Count the lines below that include the word "around", then give that number and no other words.

Saved entries:

_ _ _ _ _ _ _

Issue #5558, opened 2021-11-14
Gitlab set free header


Kloenk:
**Describe the bug**
https://github.com/NixOS/nix/blob/8d12084707be9da7a03a33e8de95766854818fcb/src/libfetchers/github.cc#L289-L295

documents that any header can be set for gitlab libfetchers requests.

**Steps To Reproduce**

1. use `access-token` setting for a gitlab libfetcher request with something other that `Oauth2` or `PAT`
2. Warning is issues

**Expected behavior**
header should be set.

**`nix-env --version` output**
master

PR #5559, opened 2021-11-14
libfetchers: set free gitlab headers

Kloenk:
fixes: #5558

### DIFF
--- a/src/libfetchers/github.cc
+++ b/src/libfetchers/github.cc
@@ -300,7 +300,7 @@ struct GitLabInputScheme : GitArchiveInputScheme
         if ("PAT" == token.substr(0, fldsplit))
             return std::make_pair("Private-token", token.substr(fldsplit+1));
         warn("Unrecognized GitLab token type %s",  token.substr(0, fldsplit));
-        return std::nullopt;
+        return std::make_pair(token.substr(0,fldsplit), token.substr(fldsplit+1));
     }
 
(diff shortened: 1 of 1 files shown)


src/libfetchers/github.cc
```diff
@@ -300,7 +300,7 @@ struct GitLabInputScheme : GitArchiveInputScheme
         if ("PAT" == token.substr(0, fldsplit))
             return std::make_pair("Private-token", token.substr(fldsplit+1));
         warn("Unrecognized GitLab token type %s",  token.substr(0, fldsplit));
```
edolstra, line 302: Should this warning be removed then? If these tokens are actually fine, then we shouldn't spam the user with useless warnings.

yu-re-ka:
This allows me to use `JOB-TOKEN:...` to fetch private projects from CI jobs (with an additional gitlab patch to allow these necessary endpoints with job tokens).

src/libfetchers/github.cc
yu-re-ka: While tokens other than PAT and OAuth2 are not necessarily bad, they are also not confirmed to be working out of the box. Some tokens are not allowed to call the necessary endpoints.

The warning might also be useful for detecting typos of users who wanted to write one of the known token types.

So it would be reasonable to keep the warning, while allowing users to use any token type if they know what they're doing.

PR #6434, opened 2022-04-21
docker: more params: extraPkgs, (trusted)Substituters and extraEnv

jlamur:
This allows for users to build nix docker images tuned for their substituters, ca and custom packages.

For example, I would use it this way:
```nix
{ nixpkgs }:

let
  nixRepo = ./nix;
  # nixRepo = builtins.fetchTarball { ... };
  proxyChannelURL = "https://github.proxy/channel-nixos-21.11.tar.gz";
  substituterURL = "https://nixos-cache.proxy";
  myCa = ./ca.crt;
in 
(import (nixRepo + "/docker.nix") {
  pkgs = nixpkgs;
  channelURL = proxyChannelURL;
  extraPkgs = [ nixpkgs.nixops ];
  extraEnv = [
    "SSL_CERT_FILE=${myCa}"
    "GIT_SSL_CAINFO=${myCa}"
    "NIX_SSL_CERT_FILE=${myCa}"
  ];
  substituters = [ substituterURL ];
  trustedSubstituters = [ substituterURL ];
})
```

### DIFF
--- a/docker.nix
+++ b/docker.nix
@@ -4,6 +4,7 @@
 , tag ? "latest"
 , channelName ? "nixpkgs"
 , channelURL ? "https://nixos.org/channels/nixpkgs-unstable"
+, extraPkgs ? []
 }:
 let
   defaultPkgs = with pkgs; [
@@ -23,7 +24,7 @@ let
     iana-etc
     git
     openssh
-  ];
+  ] ++ extraPkgs;
 
   users = {
 
--- a/docker.nix
+++ b/docker.nix
@@ -5,6 +5,8 @@
 , channelName ? "nixpkgs"
 , channelURL ? "https://nixos.org/channels/nixpkgs-unstable"
 , extraPkgs ? []
+, substituters ? []
+, trustedSubstituters ? []
 }:
 let
   defaultPkgs = with pkgs; [
@@ -126,8 +128,12 @@ let
     sandbox = "false";
     build-users-group = "nixbld";
     trusted-public-keys = "cache.nixos.org-1:6NCHdD59X431o0gWypbMrAURkbJ16ZPMQFGspcDShjY=";
-  };
-  nixConfContents = (lib.concatStringsSep "\n" (lib.mapAttrsFlatten (n: v: "${n} = ${v}") nixConf)) + "\n";
+  } // (if substituters == [] then {} else {
+    substituters = substituters;
+  }) // (if trustedSubstituters == [] then {} else {
+    trusted-substituters = trustedSubstituters;
+  });
+  nixConfContents = (lib.concatStringsSep "\n" (lib.mapAttrsFlatten (n: v: "${n} = ${toString v}") nixConf)) + "\n";
 
   baseSystem =
     let
--- a/docker.nix
+++ b/docker.nix
@@ -7,6 +7,7 @@
 , extraPkgs ? []
 , substituters ? []
 , trustedSubstituters ? []
+, extraEnv ? []
 }:
 let
   defaultPkgs = with pkgs; [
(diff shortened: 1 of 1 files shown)


thufschmitt:
Isn’t already exposed one way or another by `dockerTools`? With some kind of `override` or `overrideAttrs` function

jlamur:
I am quite new to nix & nixpkgs but I am pretty sure that it is impossible as most of these parameters are defined / used in intermediate variables (in `let` scope). As I said I am new so I may have missed a possibility.

Also, the certs override does not work in some CRI (an "old" one from a ubuntu repo on one of my servers fails to compute env variables correctly if they are duplicated). So I ended up re-creating an image from scratch for my own needs, it works pretty well for now. If that helps someone, it looks like this:
```nix
nixpkgs.dockerTools.buildLayeredImageWithNixDb {
  name = "nix";
  tag = "latest";

  contents = [
    pkgs.bashInteractive
    pkgs.coreutils-full
    pkgs.curl
    pkgs.git
    pkgs.nix
    pkgs.openssh
    pkgs.vim
    (pkgs.cacert.override {
      extraCertificateFiles = [ certificates.all ];
    })
    (pkgs.writeTextFile {
      name = "nix.conf";
      text = ''
        build-users-group =
        sandbox = false
        substituters = ${proxies.nixosCache}
        trusted-substituters = ${proxies.nixosCache}
      '';
      destination = "/etc/nix/nix.conf";
    })
    (pkgs.writeTextFile {
      name = ".nix-channels";
      text = "${proxies.nixpkgs "nixos-${version}"} nixpkgs";
      destination = "/.nix-channels";
    })
  ];

  extraCommands = ''
    mkdir -p tmp var/tmp
    chmod 1777 tmp var/tmp
  '';

  config = {
    Cmd = [ "bash" ];
    Env = [
      "USER=root"
      "PATH=/.nix-profile/bin:/bin"
      "NIX_PATH=/.nix-defexpr/channels"
      "SSL_CERT_FILE=/etc/ssl/certs/ca-bundle.crt"
      "GIT_SSL_CAINFO=/etc/ssl/certs/ca-bundle.crt"
      "NIX_SSL_CERT_FILE=/etc/ssl/certs/ca-bundle.crt"
    ];
  };
}
```

I am pretty sure the lack of a shadow & a passwd file may cause problems in some use-cases / for some softwares, but for my own needs (mainly `nix-build` / `nix build`) it works and is way easier to maintain.

thufschmitt:
> it is impossible as most of these parameters are defined / used in intermediate variables (in let scope).

Oh, that’s annoying :/

I’ll defer this to @garbas since he’s the author of this file. I’m not too fond of adding these kind of ad-hoc parameters but maybe he has a better solution to this issue

docker.nix
```diff
@@ -125,8 +129,12 @@ let
     sandbox = "false";
     build-users-group = "nixbld";
     trusted-public-keys = "cache.nixos.org-1:6NCHdD59X431o0gWypbMrAURkbJ16ZPMQFGspcDShjY=";
-  };
-  nixConfContents = (lib.concatStringsSep "\n" (lib.mapAttrsFlatten (n: v: "${n} = ${v}") nixConf)) + "\n";
+  } // (if substituters == [] then {} else {
```
garbas, line 132: I think it would be better to extend `nix.conf` via some more general `extraNixConf` variable (as simple string) instead of having specialized arguments for each option in `nix.conf`.

garbas (changes requested):
@jlamur If you look at the initial PR when we added this file (`docker.nix`) it was said that this functionality should be actually moved to `nixpkgs`. Therefore we didn't really work on improving it. 

I left one comment, but generally this PR looks like improvement and I would merge once the comment gets addressed.

But if you have time I would love if you can move it to `nixpkgs`.

Thank you @jlamur for working on this. :rocket:

roberth:
> it was said that this functionality should be actually moved to nixpkgs.

https://github.com/NixOS/nixpkgs/pull/148456 demonstrates the refactoring of NixOS modules so that they can efficiently and accurately construct a "partial" configuration that is a container. (as well as be used in "complete" NixOS systems)
I believe this is the direction we should be taking, to avoid creating ever more interfaces that people have to learn (or more realistically, look up and translate).

tomberek:

Issue #5211, opened 2021-09-03
`builtins.eval`: like `import` but from strings


kvtb:
It would be nice to expose `state.parseExprFromString` as `builtins.eval`, similar to `builtins.import` but accepting string instead of file name.
One use case is pre-process importing files in Nix,  replacing `builtins.import path` with  `builtins.eval (f (builtins.readFile path))`
Another is working with files which might be modified during evaluation, avoiding caching of `builtins.import` 
Third is to keep configuration in Nix format , avoiding Json, Toml,  etc which are contaminating Nix ecosystem too (no wonder, Nix can do `builtins.fromJSON` and `builtins.fromTOML`)

L-as:
`builtins.eval = x: import (builtins.toFile "source" x)`?

PR #6436, opened 2022-04-21
fix: builtins.toFile adds path to allowedPaths

tomberek:
The produced path is then allowed be imported or utilized elsewhere:
```
assert (43 == import (builtins.toFile "source" "43")); "good"
```

This will still fail on read-only stores.

Can be used to implement "eval": Fixes https://github.com/NixOS/nix/issues/5211

Potential concerns:
- [ ] read-only stores
- [ ] distributed builds
- [ ] `--store /some/path` usage
- [ ] eval-store
- [ ] Hydra?
- [ ] interaction with lazy copy to store PR?

### DIFF
--- a/doc/manual/src/release-notes/rl-next.md
+++ b/doc/manual/src/release-notes/rl-next.md
@@ -2,3 +2,7 @@
 
 * `nix repl` has a new build-'n-link (`:bl`) command that builds a derivation
   while creating GC root symlinks.
+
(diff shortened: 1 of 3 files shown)


thufschmitt (approved):
Thanks :)

As for your various concerns, they are essentially the same that all the builtins fetchers share, so it should be all right (although I’d love to see at least some of these tested − including for the other fetchers − but that’s orthogonal to this PR)

PR #6438, opened 2022-04-22
rename SymbolIdx -> Symbol, Symbol -> SymbolStr

pennae:
after https://github.com/NixOS/nix/pull/6218 `Symbol` no longer confers a uniqueness invariant on the
string it wraps, it is now possible to create multiple symbols that
compare equal but whose string contents have different addresses. this
guarantee is now only provided by `SymbolIdx`, leaving `Symbol` only as
a string wrapper that knows about the intricacies of how symbols need to
be formatted for output.

this change renames `SymbolIdx` to `Symbol` to restore the previous
semantics of `Symbol` to that name. we also keep the wrapper type and
rename it to `SymbolStr` instead of returning plain strings from lookups
into the symbol table because symbols are formatted for output in many
places. theoretically we do not need `SymbolStr`, only a function that
formats a string for output as a symbol, but having to wrap every symbol
that appears in a message into eg `formatSymbol()` is error-prone and
inconvient.

### DIFF
--- a/src/libexpr/symbol-table.hh
+++ b/src/libexpr/symbol-table.hh
@@ -12,82 +12,94 @@ namespace nix {
 /* Symbol table used by the parser and evaluator to represent and look
    up identifiers and attributes efficiently.  SymbolTable::create()
    converts a string into a symbol.  Symbols have the property that
-   they can be compared efficiently (using a pointer equality test),
+   they can be compared efficiently (using an equality test),
    because the symbol table stores only one copy of each string. */
 
-class Symbol
+/* This class mainly exists to give us an operator<< for ostreams. We could also
+   return plain strings from SymbolTable, but then we'd have to wrap every
+   instance of a symbol that is fmt()ed, which is inconvenient and error-prone. */
+class SymbolStr
 {
     friend class SymbolTable;
+
 private:
-    std::string s;
+    const std::string * s;
+
+    explicit SymbolStr(const std::string & symbol): s(&symbol) {}
 
 public:
-    Symbol(std::string_view s) : s(s) { }
-
-    // FIXME: remove
     bool operator == (std::string_view s2) const
     {
-        return s == s2;
+        return *s == s2;
     }
 
     operator const std::string & () const
     {
-        return s;
+        return *s;
     }
 
     operator const std::string_view () const
     {
-        return s;
+        return *s;
     }
 
-    friend std::ostream & operator << (std::ostream & str, const Symbol & sym);
+    friend std::ostream & operator <<(std::ostream & os, const SymbolStr & symbol);
 };
 
-class SymbolIdx
+class Symbol
 {
     friend class SymbolTable;
 
 private:
     uint32_t id;
 
-    explicit SymbolIdx(uint32_t id): id(id) {}
+    explicit Symbol(uint32_t id): id(id) {}
 
 public:
-    SymbolIdx() : id(0) {}
+    Symbol() : id(0) {}
 
     explicit operator bool() const { return id > 0; }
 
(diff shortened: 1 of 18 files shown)


Ericson2314:
This is sort of silly, but my first questions are about the commit message :).

I would markdown it,

> `Symbol` no longer guarantees pointer uniqueness of the contained string, only
> `SymbolIdx` does. This can be somewhat confusing, so we'll rename `SymbolIdx` to
> `Symbol` to restore uniqueness guarantees to the `Symbol` type.

I would add paragraph break here

> We also keep around
> the previous `Symbol` type (now called `SymbolStr`) because there are many instances
> of symbols being passed to `fmt`, which in turn uses the `operator <<` of the
> symbol. Removing the wrapper would require wrapping all symbols that are
> currently passed to `operator <<`, but this would be very error-prone and probably
> also surprising.

What is the wrapper? Removing the wrapper would require adding the wrapper? Huh?

> it also seems that the `Symbol` uniqueness guarantee was violated by the eval
> cache, though in a nondestructive way: ...

Before or just after your previous PR?

This being C++, "non-destructive" makes me think this something about mutation / in place update? but I think you merely meant "though in way that didn't yet cause problems:". Is that right?

> ...`AttrKey` contained a `Symbol` that could be
> directly constructed from a `std::string_view` instead of going through the symbol
> table. This was never a problem because this symbol would only be used for
> implicit conversions to string.

Now, I have been letting others do libexpr stuff largely, as I focus on libstore, so maybe if I was up to speed this all would be clear from context, but perhaps good to clear up on the message for people "paged out" like me anyways.

pennae:
looks like the message needs a good rewording. :sweat_smile: 

> What is the wrapper? Removing the wrapper would require adding the wrapper? Huh?

ugh, that part is really unclear. removing the previously-`Symbol` wrapper type and returning strings from the symbol table instead means we have to add eg `formatSymbol` calls around all symbols (strings) that are passed to `fmt()`. it's better to switch around the names to keep `Symbol` with an implied uniqueness, and now-`SymbolStr` as the thing that knows how a symbol should be formatted for output

> Before or just after your previous PR?

after. looks like it was fine before. "non-destructive" here means that while the guarantee that was once attached to the name didn't hold nothing bad would've happened.

Ericson2314:
Mind updating the PR description likewise? (I really wish they would automatically stay sync for single-commit PRs!)

pennae:
sure, done :)

src/libexpr/symbol-table.hh
```diff
@@ -12,82 +12,92 @@ namespace nix {
...
-class Symbol
+/* This class mainly exists to give us an operator<< for ostreams. We could also
+   return plain strings from SymbolTable, but then we'd have to wrap every
+   instance of a symbol that is fmt()ed, which is inconvenient and error-prone. */
+class SymbolStr
 {
-    friend class SymbolTable;
 private:
-    std::string s;
+    const std::string * s;
```
thufschmitt, line 24: Any reason for this change?

thufschmitt (commented):
Looks good, I’m just curious about the why of the new pointer indirection in the (new) `Symbol` class

src/libexpr/symbol-table.hh
thufschmitt: Oh I see, thanks.

The constructor below feels a bit dangerous now (it seems that we don’t construct a `SymbolStr` outside of a `SymbolTable` atm, but it would be tempting to do something like `Symbol blah("somestring")` which would lead to a dangling pointer. Any objection against either making it private or making it take a `std::string *` as argument to make it more explicit that it’s expecting the string to stay alive?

_ _ _ _ _ _ _

## [Answer to the exercise]
2